The entries below contain a line with "on by default)" and a line with "self._debug_log = None". Quote exactly those two lines and all lines between them.

Records for the task>
• • • • • • •
Issue #265, opened 2022-06-15
Grid search in syne-tune


iaroslav-ai:
Hey folks,
would you be interested in grid search implemented in syne-tune? I had a few offline discussions with some of you already, and it seems that you are not against grid search added to syne-tune, but want to keep a record of that here. 

Additionally, would you have any pointers as to what would be the best way to add grid search to syne-tune?

mseeger:
Hi Iaro, as I mentioned, the easiest way would be to use FIFOScheduler with random search and send in the grid via points_to_evaluate.

aaronkl:
I agree that this would be the most straight-forward way to run grid search. However, it might be more accessible for non-expert syne tune users to have a simple baseline interface called GridSearch that wraps this functionality?

mseeger:
Agree with Aaron, but this could simply wrap what I was suggesting, so we don't need to write redundant code.

iaroslav-ai:
Thank you all for your inputs!!

iaroslav-ai:
I will keep this open for any communication on addition of grid search to syne-tune.

geoalgo:
> I agree that this would be the most straight-forward way to run grid search. However, it might be more accessible for non-expert syne tune users to have a simple baseline interface called GridSearch that wraps this functionality?

I agree with this point. The important part is probably to have a good way for the user to instantiate a grid-search. For instance, it could be something like:

```python
from syne_tune.optimizer.baselines import GridSearch
config_space = {
    "width": randint(0, 20),
    "height": randint(-100, 100),
}
scheduler = GridSearch(config_space, metric=metric, num_points=100)
```

We could also specify the list directly:

```python
from syne_tune.optimizer.baselines import GridSearch
scheduler = GridSearch(
  points_to_evaluate=[{"width": 0, "height": -100}, ...], 
  metric=metric, 
  num_points=100
)
```
however, this choice would make comparison with other schedulers harder (as they all take config_space as input) and also requires the user to split the grid manually. 

Given this, I think the best solution is to have the first option (config_space as input), we could also support an optional `points_to_evaluate` but having  both may be confusing.

mseeger:
We could be even more ambitious and include some support for Latin Hypercube and/or Sobel sequences or pseudo-random stuff. If anybody knows some good code we could wrap?

mseeger:
Actually, maybe it would be cleaner to implement this as a searcher.

geoalgo:
[...]

PR #284, opened 2022-06-28
Grid search

duck105:
*Issue #265 

*Description of changes: Adding GridSearcher and baseline for it (Unit test haven't included)

### DIFF
--- a/syne_tune/optimizer/baselines.py
+++ b/syne_tune/optimizer/baselines.py
@@ -32,6 +32,16 @@ class RandomSearch(FIFOScheduler):
         )
 
 
+class GridSearch(FIFOScheduler):
+    def __init__(self, config_space: Dict, metric: str, **kwargs):
+        super(GridSearch, self).__init__(
+            config_space=config_space,
+            metric=metric,
+            searcher="grid",
+            **kwargs,
+        )
+
+
 class BayesianOptimization(FIFOScheduler):
     def __init__(self, config_space: Dict, metric: str, **kwargs):
         super(BayesianOptimization, self).__init__(
@@ -318,6 +328,7 @@ class ASHACTS(HyperbandScheduler):
 # dictionary that allows to also list baselines who don't need a wrapper class such as PBT.
 baselines_dict = {
     "Random Search": RandomSearch,
+    "Grid Search": GridSearch,
     "Bayesian Optimization": BayesianOptimization,
     "ASHA": ASHA,
     "MOBSTER": MOBSTER,
--- a/syne_tune/optimizer/schedulers/searchers/searcher.py
+++ b/syne_tune/optimizer/schedulers/searchers/searcher.py
@@ -598,7 +598,7 @@ class GridSearcher(BaseSearcher):
         # Get hp values that are specified as Domain
         hp_keys = []
         hp_values = []
-        for key, hp_range in reversed(self.config_space.items()):
+        for key, hp_range in reversed(list(self.config_space.items())):
             if isinstance(hp_range, Domain):
                 hp_keys.append(key)
                 hp_values.append(hp_range.categories)
--- a/syne_tune/optimizer/schedulers/searchers/searcher.py
+++ b/syne_tune/optimizer/schedulers/searchers/searcher.py
@@ -12,6 +12,7 @@
 # permissions and limitations under the License.
 import logging
 import numpy as np
+from random import shuffle
 from typing import Dict, Optional, List, Tuple
 
 from syne_tune.config_space import Domain, is_log_space, Categorical
@@ -474,24 +475,55 @@ class RandomSearcher(SearcherWithRandomSeed):
 
 
 class GridSearcher(BaseSearcher):
+    """Searcher which generate all the configurations on search space grids
+    defined by config_space and suggest the next one to try.
+    It will first suggest those specified in points_to_evalutate,
+    then the rest of the configurations on the grids
+
+    Note: GridSearcher does not support `debug_log` anymore.
+    Instead, using `logging.debug` which is the python standard way of logging
+    debug information.
+
+    Parameters
+    ----------
+    config_space : Dict
+        The configuration space that defines search space grids. It contains
+        the full specification of the Hyperparameters, and the configurations
+        generated is the combinations of these Hyperparameters.
+    metric : str
+        Name of metric passed to update.
+    points_to_evaluate : List[Dict] or None
+        List of configurations to be evaluated initially (in that order).
+        Each config in the list can be partially specified,
+        or even be an empty dict.
+        Each specified hyperparameter must be within the config space. That is,
+        all the configurations in this list should be on the search space grids.
+        For each hyperparameter not specified, the default value is determined
+        using a midpoint heuristic.
+        If None (default), this is mapped to [dict()], a single default config
+        determined by the midpoint heuristic. If [] (empty list), no initial
+        configurations are specified.
+    shuffle_config : bool
+        If True (default), the order of configurations suggested after those
+        specified in points_to_evalutate is shuffled. Otherwised, the order
+        will follow the Cartesian product of the configurations.
+    """
+
     def __init__(self, config_space, metric, points_to_evaluate=None, **kwargs):
         super().__init__(config_space, metric, points_to_evaluate)
+        self._validate_config_space(config_space)
         self._hp_ranges = make_hyperparameter_ranges(config_space)
         self._excl_list = ExclusionList.empty_list(self._hp_ranges)
-        self._config_candidates = self._generate_config_candidates(config_space)
-        # Debug log printing (switched on by default)
-        debug_log = kwargs.get("debug_log", True)
-        if isinstance(debug_log, bool):
-            if debug_log:
-                self._debug_log = DebugLogPrinter()
-            else:
-                self._debug_log = None
-        else:
-            assert isinstance(debug_log, DebugLogPrinter)
-            self._debug_log = debug_log
+        shuffle_config = kwargs.get("shuffle_config", True)
+        if not isinstance(shuffle_config, bool):
+            shuffle_config = True
+        self._shuffle_config = shuffle_config
+        self._remain_candidates_on_grid = self._generate_all_candidates_on_grid(
+            config_space
+        )
 
     def get_config(self, **kwargs):
-        """Sample a new configuration at the grid of config_space
+        """Sample a new configuration from search space grid defined by config_space.
         This is done without replacement, so previously returned configs are
         not suggested again.
 
@@ -500,13 +532,10 @@ class GridSearcher(BaseSearcher):
         A new configuration that is valid, or None if no new config can be
         suggested.
         """
-        trial_id = kwargs.get("trial_id")
-        if self._debug_log is not None:
-            self._debug_log.start_get_config("grid", trial_id=trial_id)
         new_config = self._next_initial_config()
         if new_config is None:
             while True:
-                _config = self._next_config_candidate()
+                _config = self._next_candidate_on_grid()
                 if _config is None:
                     # If searcher returns no config at all, the
                     # search space is exhausted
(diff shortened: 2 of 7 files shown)


iaroslav-ai:
This does not contain support for the HPs other than Categorical yet - either me or Jack will have a follow up PR to support rest of hp types.

syne_tune/optimizer/baselines.py
```diff
@@ -27,6 +27,16 @@ def __init__(self, config_space: Dict, metric: str, **kwargs):
         )
 
 
+class GridSearch(FIFOScheduler):
+    def __init__(self, config_space: Dict, metric: str, **kwargs):
```
geoalgo, line 31: Can you add comment on what the method does? (they are things to say in the design, how configurations are ordered and in particular that only categorical is supported for now)

syne_tune/optimizer/schedulers/searchers/searcher.py
```diff
@@ -470,3 +472,113 @@ def clone_from_state(self, state: dict):
     @property
     def debug_log(self):
         return self._debug_log
+
+
+class GridSearcher(BaseSearcher):
+    def __init__(self, config_space, metric, points_to_evaluate=None, **kwargs):
+        super().__init__(config_space, metric, points_to_evaluate)
+        self._hp_ranges = make_hyperparameter_ranges(config_space)
```
geoalgo, line 480: If we only support categorical, we should assert it.

geoalgo (commented):
Can you also add tests? E.g. testing that your searcher returns the right list of configurations given a predefined search-space for instance and that it can be updated with results without errors.

syne_tune/optimizer/schedulers/searchers/searcher.py
```diff
@@ -470,3 +472,113 @@ def clone_from_state(self, state: dict):
...
+
+    def _generate_config_candidates(self, config_space: Dict) -> List[Dict]:
+        # Validates and get all hp values
+        hp_values = []
+        for hp_range in config_space.values():
+            assert isinstance(hp_range, Categorical)
+            hp_values.append(hp_range.categories)
+
+        # Generate all combinations of hp values
+        hp_values_combinations = list(product(*hp_values))
```
geoalgo, line 547: Can we offer the option to shuffle this list? We will typically not want to rely on the arbitrary order of parameters encoding and we will want to benchmark grid-search with multiple seeds.

syne_tune/optimizer/schedulers/searchers/searcher.py
```diff
@@ -470,3 +472,113 @@ def clone_from_state(self, state: dict):
...
     def debug_log(self):
         return self._debug_log
+
+
+class GridSearcher(BaseSearcher):
+    def __init__(self, config_space, metric, points_to_evaluate=None, **kwargs):
+        super().__init__(config_space, metric, points_to_evaluate)
+        self._hp_ranges = make_hyperparameter_ranges(config_space)
+        self._excl_list = ExclusionList.empty_list(self._hp_ranges)
+        self._config_candidates = self._generate_config_candidates(config_space)
```
mseeger, line 482: This could potentially become pretty big. It is probably OK, but a nicer solution would create the grid entries on demand.

syne_tune/optimizer/schedulers/searchers/searcher.py
```diff
@@ -470,3 +472,113 @@ def clone_from_state(self, state: dict):
...
+    def _next_config_candidate(self) -> Optional[Dict]:
+        if self._config_candidates:
+            return self._config_candidates.pop(0)
+        else:
+            return None  # No more grids
+
+    def get_state(self) -> dict:
+        state = dict(
+            super().get_state(),
+            config_candidates=self._config_candidates,
```
mseeger, line 565: Would be nice not to have to store this in the state. Can you not recreate it, say by just storing its size?

syne_tune/optimizer/schedulers/searchers/searcher.py
```diff
@@ -470,3 +472,113 @@ def clone_from_state(self, state: dict):
...
+            excl_list=self._excl_list,
```
mseeger, line 566: You are right to store excl_list in the state here, but in RandomSearcher we don't do this. It is probably OK not to store it, as it can be big.

mseeger (commented):
Please also link this into tst/test_schedulers.py, to make sure it works in principle.

I'd also request you to add some unit tests.

syne_tune/optimizer/schedulers/searchers/searcher.py
iaroslav-ai: Nit: `_config_candidates` is a bit generic and does not explain what those are. Per our discussion - could be `_grid_candidates` or `_all_candidates_on_grid` or something along the lines of this.

syne_tune/optimizer/schedulers/searchers/searcher.py
```diff
@@ -470,3 +472,113 @@ def clone_from_state(self, state: dict):
...
+        -------
+        A new configuration that is valid, or None if no new config can be
+        suggested.
+        """
+        trial_id = kwargs.get("trial_id")
+        if self._debug_log is not None:
+            self._debug_log.start_get_config("grid", trial_id=trial_id)
+        new_config = self._next_initial_config()
+        if new_config is None:
+            while True:
```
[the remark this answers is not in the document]
iaroslav-ai: Jack can say more - but for our purposes it makes it easier to restore the state of searcher with exclusion list; Also a bit easier to deal with initial configs. Let us know if you feel strongly about this.

syne_tune/optimizer/schedulers/searchers/searcher.py
duck105: Have added a `shuffle_config` option, default is True.

syne_tune/optimizer/schedulers/searchers/searcher.py
duck105: Rename the function as `_generate_all_candidates_on_grid()`, and class member to `_remain_candidates_on_grid`.
Since the scheduler will pop items from the list whenever `get_config()` is called, I name it begin with `_remain`

syne_tune/optimizer/schedulers/searchers/searcher.py
duck105: Right now I just stored the excl_list, not candidates anymore

syne_tune/optimizer/schedulers/searchers/searcher.py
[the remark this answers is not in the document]
duck105: Also, storing the `remain_candidates_on_grid` makes it easier to support the shuffle option.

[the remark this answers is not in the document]
geoalgo: I think it will be very inefficient for large cardinalities and that we should therefore avoid it. You can also store the index in the list of possibilities in addition to the list of excluded candidates and you wont have to do this reject sampling (nor store the list of candidates since it can be regenerated when you re-instantiate your state for instance).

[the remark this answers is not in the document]
iaroslav-ai: I see that `ExclusionList` which is used here is actually using `set` underneath; So adding / removing stuff from there should be ~constant. Looking at the code it appears that as long as GridSearcher is kept in memory getting new candidate should also be ~constant. What would be exact scenario for inefficiency here? Is it reconstruction of searcher from state? Unless we expect users to evaluate millions of candidates or more, overhead for that is unlikely to be noticeable, and is one time for the rest of GridSearcher being in memory.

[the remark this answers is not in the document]
geoalgo: The problem with the current approach is that the code will become very inefficient for large number of candidates both in term of time and space (and you can easily get many candidates since the number of possibilities grows exponentially with the number of hyperparameters). The current implementation stores all sampled candidates and performs reject sampling, so its runtime is O(n) for candidate generation and also O(n) for space whereas it could store only an index of current position in O(1) space and compute next configuration in O(1) time.

duck105:
Right now the order of configs to be enumerate is as follow:
1. Default (shuffle_config = True), the order is random
2. if shuffle_config = False, the hyperparameter specified first in the config space will be explore first.
For example: 
```
config_space = {'hp1': [1,2,3], 'hp2': [4,5], 'hp3': [6,7]}
order: (1, 4, 6), (2, 4, 6), (3, 4, 6), (1, 5, 6), (2, 5, 6), (3, 5, 6), (1, 4, 7), (2, 4, 7), (3, 4, 7), (1, 5, 7), (2, 5, 7), (3, 5, 7)
```

syne_tune/optimizer/schedulers/searchers/searcher.py
```diff
@@ -519,66 +548,90 @@ def get_config(self, **kwargs):
         if new_config is not None:
             # Add config to exclusion list so that it won't be suggested again
             self._excl_list.add(new_config)
-            if self._debug_log is not None:
-                self._debug_log.set_final_config(new_config)
-                # All get_config debug log info is only written here
-                self._debug_log.write_block()
+
+            # Write debug log for the the config
+            trial_id = kwargs.get("trial_id")
```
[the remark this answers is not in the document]
duck105: To be consistent with other searcher's get_config(), I didn't make it an argument. I use a different format of log if the trial_id is not specified to prevent error.

syne_tune/optimizer/schedulers/searchers/searcher.py
```diff
@@ -470,3 +473,165 @@ def clone_from_state(self, state: dict):
...
+            config = self.get_config(**kwargs)
+            if config is not None:
+                configs.append(config)
+        return configs
+
+    def _validate_config_space(self, config_space: Dict):
+        # GridSearcher now only support Categorical parameters
+        for hp_range in config_space.values():
+            if isinstance(hp_range, Domain):
+                assert isinstance(hp_range, Categorical)
```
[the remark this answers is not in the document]
duck105: I add a note in the comment of GridSearcher class.

syne_tune/optimizer/schedulers/searchers/searcher.py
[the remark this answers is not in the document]
duck105: I've removed the usage of ExclusionList. Instead, using `_remain_candidates_on_grid` (will be an uniq list) to generate next config, store/restore the searcher

syne_tune/optimizer/schedulers/searchers/searcher.py
```diff
@@ -470,3 +473,174 @@ def clone_from_state(self, state: dict):
...
+            config_space=self.config_space,
+            metric=self._metric,
+            shuffle_config=self._shuffle_config,
+        )
+        new_searcher._restore_from_state(state)
+        return new_searcher
+
+    def _restore_from_state(self, state: dict):
+        super()._restore_from_state(state)
+        self._remain_candidates_on_grid = state["remain_candidates"].copy()
```
iaroslav-ai, line 642: Minor - consider renaming to `remaining_candidates`.

iaroslav-ai:
Left one minor comment, but overall LGTM. We would need for someone from core maintainers to review.

syne_tune/optimizer/schedulers/searchers/searcher.py
```diff
@@ -470,3 +473,174 @@ def clone_from_state(self, state: dict):
...
+        all_candidates_on_grid = []
+        for values in hp_values_combinations:
+            all_candidates_on_grid.append(dict(zip(hp_keys, values)))
+        return all_candidates_on_grid
+
+    def _next_candidate_on_grid(self) -> Optional[Dict]:
+        if self._remaining_candidates:
+            return self._remaining_candidates.pop(0)
+        else:
+            # No more candidate
```
aaronkl, line 621: candidate -> candidates

syne_tune/optimizer/schedulers/searchers/searcher.py
```diff
@@ -470,3 +473,174 @@ def clone_from_state(self, state: dict):
...
+            excl_list.add(candidate)
+        remaining_candidates = []
+        for candidate in self._generate_all_candidates_on_grid():
+            if not excl_list.contains(candidate):
+                remaining_candidates.append(candidate)
+                excl_list.add(candidate)
+        return remaining_candidates
+
+    def _generate_all_candidates_on_grid(self) -> List[Dict]:
+        # Get hp values that is specified as Domain
```
aaronkl, line 600: is -> are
• • • • • • •
Written response>
-        # Debug log printing (switched on by default)
-        debug_log = kwargs.get("debug_log", True)
-        if isinstance(debug_log, bool):
-            if debug_log:
-                self._debug_log = DebugLogPrinter()
-            else:
-                self._debug_log = None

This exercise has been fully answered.